# Raising voice in training and discipline



## huxleythehungarianV (Dec 4, 2018)

So I’m just having some difficulty with my puppy Huxley. He is almost five months now and is great except that I find that I tend to raise my voice when I reprimand him he doesn’t seem to shut down or anything but I suppose I’m not understanding the assertive yet gentle training these dogs need. I’ve heard to not be dominating at all with these dogs.
We had an incident today where he swallows an entire bag of feces and I had to swat at his face a little to get him from eating more but when I yell he doesn’t listen at all. I hope I haven’t broken him by raising my voice or swatting at him. It all comes from a place of love I just don’t want him getting sick or eating the wrong things I would never slap him or anything in the moment he was not paying attention to treat lures or anything but he ended up swallowing the bag.. ugh the frustration I just need some help


----------



## texasred (Jan 29, 2012)

You need to work with a trainer. 
It can be group classes, and they are not very expensive. Most of dog training, is teaching us HOW to train the dog.


----------



## gingerling (Jun 20, 2015)

Never hit them. And lowering your voice is far more effective than raising it.

A good trainer for you is a good idea. My favorite training book is "Mother knows best" by Carol Lea Benjamin itls good reading in the mean time.


----------



## huxleythehungarianV (Dec 4, 2018)

So make it a low voice? What did you guys do when they have something in their mouth but run away when you try to grab it


----------



## texasred (Jan 29, 2012)

huxleythehungarianV said:


> So make it a low voice? What did you guys do when they have something in their mouth but run away when you try to grab it


Very few things are really going to hurt them.
Grabbing at their mouth, teaches them to keep it away from you. Instead I ignore what they have in their mouth. Pet, praise like they are the best thing since man invented fire. Only then do I put my hand on their collar, next reach under their chin (not over their head ) to take the object. Tell them just how cool it is, and then hand it back to them. 
If its something that could hurt them, I slip the object out of their sight. Then act like something else is so cool, and hand them that. Or mine know the word treat, and get quickly sidetracked when I say it. They get a treat, and forget about what they had.
By getting them in the habit of doing this, they trust us with high value things.


----------



## gingerling (Jun 20, 2015)

huxleythehungarianV said:


> So make it a low voice? What did you guys do when they have something in their mouth but run away when you try to grab it


Low voice not only gets their attention, it sounds more serious.
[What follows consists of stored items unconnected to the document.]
PR #7612, opened 2025-10-12
fix #7602: copy-paste typo

### LINKED ISSUE #7602: `DB.ScanRows()` into `int` variants skips all rows and returns last row
https://github.com/go-gorm/gorm/blob/b88148363a954f69fa680b152dfd96a94ffea1e1/scan.go#L179-L189
Here must be `if` rather then `for`. So now `DB.ScanRows()` into `int` variants silently eats all the rows and returns the last one.

Example:
```go
func list[T any](tx *gorm.DB) ([]T, error) {
	result := make([]T, 0)
	rows, err := tx.Raw(
		`(SELECT 10 AS x UNION SELECT 20 UNION SELECT 30) ORDER BY x`,
	).Rows()
	if err != nil {
		return nil, err
	}
	defer rows.Close()
	for rows.Next() {
		var item T
		err = tx.ScanRows(rows, &item)
		if err != nil {
			return nil, err
		}
		result = append(result, item)
	}
	return result, nil
}

func main() {
	db, err := gorm.Open(...)

	type Ref struct{ X int }
	structs, err := list[Ref](tx)
	if err != nil {...}
	fmt.Printf("structs: %#v\n", structs)

	ints, err := list[int](tx)
	if err != nil {...}
	fmt.Printf("ints: %#v\n", ints)
}
```
output:
```
structs: []main.Ref{main.Ref{X:10}, main.Ref{X:20}, main.Ref{X:30}}
ints: []int{30}
```

- go 1.24
- gorm 1.30 , 1.31

Vovan-VE:
- [X] Do only one thing
- [X] Tested

Unexpected `for` loop consumes all the rows from the result set. Looks like it's a copy-paste mistake from similar slice `case`. Here must be `if` instead.

### User Case Description

```go
for rows.Next() {
	var id int64
	if err := tx.ScanRows(rows, &id); err != nil {
		return err
	}
	// ... id ...
}
```

### DIFF
--- a/scan.go
+++ b/scan.go
@@ -182,7 +182,7 @@ func Scan(rows Rows, db *DB, mode ScanMode) {
 		*bool, *string, *time.Time,
 		*sql.NullInt32, *sql.NullInt64, *sql.NullFloat64,
 		*sql.NullBool, *sql.NullString, *sql.NullTime:
-		for initialized || rows.Next() {
+		if initialized || rows.Next() {
 			initialized = false
 			db.RowsAffected++
 			db.AddError(rows.Scan(dest))


jinzhu:
thank you for your pr, that’s intentional, it ensures all returned rows are read so the last one can be selected.

Vovan-VE:
@jinzhu , are you sure? Destination is a single scalar value like `int`, not `[]int` to take them all. Since `query.Take(&model)` and `query.Take(&id)` works as it looks, why `for rows.Next()` works only for `&model`, but not for `&id`? It's confusing and counterintuitive.
```go
for rows.Next() {
	var id int64
	if err := tx.ScanRows(rows, &id); err != nil {
		return err
	}
	// ... id ...
}
```

Issue #7620, opened 2025-10-20
`Tabler` interface does not support dynamic table name


lvan100:
## GORM Playground Link

I create a PR [https://github.com/go-gorm/gorm/pull/7624](https://github.com/go-gorm/gorm/pull/7624) for this issuse.

## Description

When I was using **GORM v1**, it supported **dynamic table names** through the `Tabler` interface:

```go
type UserWithTable struct {
	ID   int64
	Name string
}

func (u *UserWithTable) TableName() string {
	return fmt.Sprintf("gorm.user_%d", u.ID%1000)
}
```

However, after upgrading to **GORM v2**, I found that it no longer works. This is because GORM v2 uses a **zero-value model object** instead of the original instance, so the dynamic information is lost. The relevant code is shown below:

`schema/schema.go`
```go
func ParseWithSpecialTableName(dest interface{}, cacheStore *sync.Map, namer Namer, specialTableName string) (*Schema, error) {
	...

	var tableName string
	modelValue := reflect.New(modelType) // not source object
	if specialTableName != "" {
		tableName = specialTableName
	} else if en, ok := namer.(embeddedNamer); ok {
		tableName = en.Table
	} else if tabler, ok := modelValue.Interface().(Tabler); ok {
		tableName = tabler.TableName()
	} else if tabler, ok := modelValue.Interface().(TablerWithNamer); ok {
		tableName = tabler.TableName(namer)
	} else {
		tableName = namer.TableName(modelType.Name())
	}

	...
}
```

jinzhu:
This is by design in GORM v2 — we only allow immutable table names to avoid the misuses that happened in v1.
You can use **Scopes** to set the correct table name instead.
See: [https://gorm.io/docs/v2_release_note.html#Table-Name](https://gorm.io/docs/v2_release_note.html#Table-Name)

PR #7624, opened 2025-10-21
fix(schema): using `dest` to determine the `Tabler` or `TablerWithNamer` first

lvan100:
Using `dest` to determine the `Tabler` or `TablerWithNamer` first, in order to support dynamic table names.

- [x] Do only one thing
- [x] Tested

It depends on what he has in his mouth. In your example, poop is disgusting but not dangerous, and when it's bagged the only way he can get to it is b/c you allowed him to. Don't get into a control struggle with your dog, you'll lose. Like a child, the advice is to pick your battles carefully, it makes you far more credible when you make the demand. Don't chase him, but DEMAND he let go (OUT!!) and if he does not and you can't just take it away, leave him. Recall that the most devastating intervention is to with hold attention.


----------



## 1stVizsla (Jun 22, 2016)

Hi Huxley... I have a pretty foolproof trick for that situation. I have worked hard (using Praise & Reward) to get my dogs to “Sit” on command.

When you see he has something in his mouth and you knows he’s going to run off, fix him with firm gaze and command him to “Sit”, then Praise and move toward him as if you have the treat reward and calmly take the object.

It works ~100% of the time for me, unless I let on that I want the object (then they may go into chase me mode). 

The “Sit” command is so important for gaining control of the dog in all kinds of situations, jumping on people and other relatively low energy situations. 

You need to master the “Sit” command in as many situations as possible. TR is correct that a session with a trainer would probably be a terrific help to you. I found the Viszla can be formidable to train, needing lots of patience, affection and repetition, much more so than my Lab or German Shepard pups.

You will find you have much more control and better relationship with your V and he will WANT to please you. 

It’s fun too! I recommend cooking up some bacon and having a morning training session sometime when you’re up for it. You will have him gladly doing your bidding relatively quickly and you’ll be amazed how long he retains it.


----------



## 1stVizsla (Jun 22, 2016)

Tell him to “Sit”. 

If you’ve taught and reinforced that well, the dogs will literally sit and wait while you approach and remove the object. 

It’s about trust and obedience and can pretty easily be trained with patience (and a little fresh cooked bacon or other meat they Love - store treats didnt work well for me). I found that having a treat they really loved, and my being in a good mood, I.e. making the training fun worked extremely well. 

A few sessions of quality training time was enough to get the Recall, Sit, and even Stay that I needed. It is especially important for the Safety of the relatively impulsive V IMO. 

Watch some YouTube dog training videos and give it a try; if you need help, your vet can be a resource too.


----------



## harrigab (Aug 21, 2011)

a lot depends on the situation, a raised voice can have a positive effect in the right situation, when I'm out in the field (or moors or woodland) working my dogs that I consider quite well trained and they're running to close to boxed in birds, the whistle sometimes isn't enough but a raised voice of either "down" or "heel" grabs their attention and snaps their attention back to me.


----------



## texasred (Jan 29, 2012)

harrigab said:


> a lot depends on the situation, a raised voice can have a positive effect in the right situation, when I'm out in the field (or moors or woodland) working my dogs that I consider quite well trained and they're running to close to boxed in birds, the whistle sometimes isn't enough but a raised voice of either "down" or "heel" grabs their attention and snaps their attention back to me.


I totally agree with your scenario.
I just don't do it with young puppies, and seldom do it with my older dogs. If/when I do, they know I mean business.


----------